Oracle Again No. 1 Database Software Shop
Mon Mar 10, 6:37 PM ET
PALO ALTO, Calif. (Reuters) - Research firm International Data Corp. (IDC) on Monday said Oracle Corp. (Nasdaq:ORCL - news) maintained its top position among database vendors in 2002, but that Microsoft Corp. (Nasdaq:MSFT - news) and International Business Machines Corp. (NYSE:IBM - news) were closing the gap.
Oracle retained its dominance of the relational and object-relational database management system software (RDBMS) market, "at least for the time being," IDC said in its report.
Relational database management software sales account for the lion's share of total database software revenues. IDC said the RDBMS market was nearly flat from 2001.
Oracle's share of the market slipped to 39.4 percent from 41.7 percent in 2001. IBM's market share grew to 33.6 percent from 31 percent last year, while Microsoft rounded out the top three with 11.1 percent share -- up from 9.7 percent the year earlier.
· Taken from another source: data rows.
PR #4961, opened 2016-02-25
Attempt to use shallow clones, fixes #3449

### LINKED ISSUE #3449: Add support for git shallow clones
When working with a large repository it would be nice to opt for a clone depth of 1 to still leverage git to patch dependencies for a project

Seldaek:
This should do shallow clones but as we can not always know 100% the branch name (there's one edge case like both `2.0` and `2.0.x` branches will become `2.0.x-dev` so from that we can not know for sure which was the original name. In case it fails due to that or just an outdated git then there's a fallback to the complete fetch/clone.

In theory this makes initial installs a lot faster, but once it updates it has to fetch more data and I believe this will always result in a full fetch, so the first update will take the time hit vs the initial install. Further updates should still be fast as usual though.

This can be tried out using this phar file:

https://seld.be/composer-shallow.phar

To try it, use `composer install --prefer-source --profile` or similar to get timing info and force clones.

I'd love to get some more feedback from people before merging this because it has a high chance of unforeseen repercussions :)

### DIFF
--- a/doc/articles/troubleshooting.md
+++ b/doc/articles/troubleshooting.md
@@ -331,9 +331,9 @@ for everyone.
 
 ## Composer hangs with SSH ControlMaster
 
-When you try to install packages from a Git repository and you use the ```ControlMaster```
-setting for you SSH connection  Composer might just hang endlessly and you see a ```sh```
-process in the ```defunct``` state in your process list
+When you try to install packages from a Git repository and you use the `ControlMaster`
+setting for you SSH connection  Composer might just hang endlessly and you see a `sh`
+process in the `defunct` state in your process list
 
 The reason for this is a SSH Bug: https://bugzilla.mindrot.org/show_bug.cgi?id=1988
 
--- a/res/composer-schema.json
+++ b/res/composer-schema.json
@@ -238,6 +238,10 @@
                         "type": "string"
                     }
                 },
+                "git-clone-depth": {
+                    "type": "integer",
+                    "description": "Defaults to 1 (shallow clone). Set to the desired history size. If set to -1, the source will be cloned in full."
+                },
                 "github-expose-hostname": {
                     "type": "boolean",
                     "description": "Defaults to true. If set to false, the OAuth tokens created to access the github API will have a date instead of the machine hostname."
--- a/src/Composer/Command/ConfigCommand.php
+++ b/src/Composer/Command/ConfigCommand.php
@@ -340,6 +340,7 @@ EOT
                 function ($val) { return is_dir($val) && is_readable($val); },
                 function ($val) { return $val === 'null' ? null : $val; },
             ),
+            'git-clone-depth' => array('is_numeric', 'intval'),
             'github-expose-hostname' => array($booleanValidator, $booleanNormalizer),
         );
         $multiConfigValues = array(
--- a/src/Composer/Config.php
+++ b/src/Composer/Config.php
@@ -49,6 +49,7 @@ class Config
         'secure-http' => true,
         'cafile' => null,
         'capath' => null,
+        'git-clone-depth' => 1,
         'github-expose-hostname' => true,
         'gitlab-domains' => array('gitlab.com'),
         'store-auths' => 'prompt',
--- a/src/Composer/Downloader/GitDownloader.php
+++ b/src/Composer/Downloader/GitDownloader.php
@@ -45,11 +45,13 @@ class GitDownloader extends VcsDownloader
 
         $ref = $package->getSourceReference();
         $flag = Platform::isWindows() ? '/D ' : '';
-        $command = 'git clone --no-checkout %s %s && cd '.$flag.'%2$s && git remote add composer %1$s && git fetch composer';
+        $command = '(git clone --no-checkout --depth 1 --single-branch %s %s --branch %s || git clone --no-checkout %1$s %2$s)'.
+            ' && cd '.$flag.'%2$s && git remote add composer %1$s && (git fetch composer %3$s || git fetch composer)';
         $this->io->writeError("    Cloning ".$ref);
 
-        $commandCallable = function ($url) use ($ref, $path, $command) {
-            return sprintf($command, ProcessExecutor::escape($url), ProcessExecutor::escape($path), ProcessExecutor::escape($ref));
+        $branch = $this->guessBranchName($package);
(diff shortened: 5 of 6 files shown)


stof:
Running this on a symfony-standard lock file (which contains tagged versions) made it took 84s for the install vs 194s for the uptodate composer phar. I will try it later on my work project, where I have a few dev versions locked (including ones not at the latest commit of the branch due to the time since the last ``composer update).

Seldaek:
Yup that'd be interesting, I only did basic testing here and it seems 
fine but indeed if you try to checkout/reset to an older reference it 
might fail.

bojanz:
I tested https://github.com/drupalcommerce/project-base, which contains Drupal 8 + Drush + 10 additional dependencies, resolving to about 107 packages (and git clones). Drupal itself is particularly problematic there, since it has a huge git history (and that clone alone sometimes breaks the 300s limitation).

I ran both the original and the shallow installs twice, stopped measuring at "Generating autoload files", since the project has a script that runs afterwords and isn't relevant here.

Original: 1315.57s (!), 733.85s
Shallow: 383s, 276.76s

The results obviously vary because of my internet connection, but the savings are obviously huge.

curry684:
> and that clone alone sometimes breaks the 300s limitation

If that is common we should consider raising it to 600s. You can disable it per command with `COMPOSER_PROCESS_TIMEOUT=0` env variable.

bojanz:
Most projects don't have a history as huge as Drupal. 

Even without "--depth 1", just doing "--single-branch" gives huge savings, since it won't fetch the many previous branches.

barryvdh:
Why not also fetch with `--depth=1`? Do you need the full history at all for the updates?

hkdobrev:
For the problem of exact commit references which are not the latest commit of a branch which @stof mentioned, I'd suggest to just not use the shallow cloning when the version is specified with a commit reference. The majority of version constraints do not use specific commits anyway, so cloning with depth set to 1 will still have a major impact on the majority of installing from source.

---

:+1: on what @bojanz suggested with `--single-branch` if `--depth=1` doesn't work.

stof:
> I'd suggest to just not use the shallow cloning when the version is specified with a commit reference. The majority of version constraints do not use specific commits anyway, so cloning with depth set to 1 will still have a major impact on the majority of installing from source.

That's not true. Anything coming from Packagist or a VCS repository will use a commit reference for the checkout, to allow proper locking (locking on a branch reference would not be locking anything).

hkdobrev:
@stof Sorry, I've misread your previous comment and missed you're talking about commit references in `composer.lock`.

bojanz:
Interesting comments:
https://github.com/CocoaPods/CocoaPods/issues/4989#issuecomment-193772935
https://github.com/CocoaPods/CocoaPods/issues/4989#issuecomment-193801376

Composer doesn't hold package metadata in a single GitHub repo, which means it's not directly applicable, but it's interesting to see which problems other dependency managers are having.

barryvdh:
Especially this part: https://github.com/CocoaPods/CocoaPods/issues/4989#issuecomment-193838934

> To reiterate: the major performance issue is not on doing an initial clone of the CocoaPods repository, but in performing a shallow clone and then repeatedly fetching into it, like the CocoaPods client is currently doing.

Seldaek:
Please be careful though, their repo is very special, so it doesn't necessarily mean the advice there applies to every use of shallow clones. Much like gc_disable helped us greatly but is not a good thing for the other 99% of php projects.

djmattyg007:
Is there a way to completely disable shallow cloning if desired? We have a lot of internal repositories where I work, and the nature of the development means we do a lot of work on these repositories while using them as dependencies. Having these be brought in as shallow clones to begin with would be very annoying for a lot of reasons.

Seldaek:
@djmattyg007 in this PR there is no flag to disable it no, you just need a git fetch in the repo to be able to start working with it though. Not such a hurdle.

djmattyg007:
Would you accept an amendment or a follow-up PR that added a flag to disable it?

Seldaek:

"In general, vendors dependent on large systems deployments, such as Oracle and Sybase, suffered," IDC said.
Sybase Inc.(NYSE:SY - news) came in at No. 4 with 3.6 percent market share in 2002, down from 3.8 percent in 2001.
IDC said vendors that could find ways to grow revenue by selling lower-cost solutions to small- and medium-sized organizations, or to departments or project groups in larger companies, fared better.
During the current corporate spending slump, Oracle has seen its moderately priced, stripped-down "standard edition" database move better than its expensive, high-end "enterprise edition" product.
Competing database products from Microsoft and IBM have fewer functions and security features than Oracle's high-end product and compete more directly with Oracle's standard edition software.
IBM sells a broad range of database software, including products for older mainframe systems. The company and some research firms say it is the No. 1 overall software vendor according to revenue.
Looking to this year, IDC said it "has been getting a sense that there is some thawing of budgets for large enterprise databases in these first two months of 2003."
The research firm -- which looks at financial reports, talks to database vendors, and uses "select" anecdotal information to come up with its rankings -- said it is too early to call an end to the corporate freeze on high-tech spending. It also warned that terrorist attacks or a conflict in Iraq (news - web sites) could further disrupt sales.
Nevertheless, IDC said, "there is some reason for an optimistic view that enterprise RDBMS sales could be flat to even up slightly in 2003, which would be good news for the market generally and for Oracle and Sybase in particular."
On March 18, Oracle is slated to post results from its fiscal quarter ended February.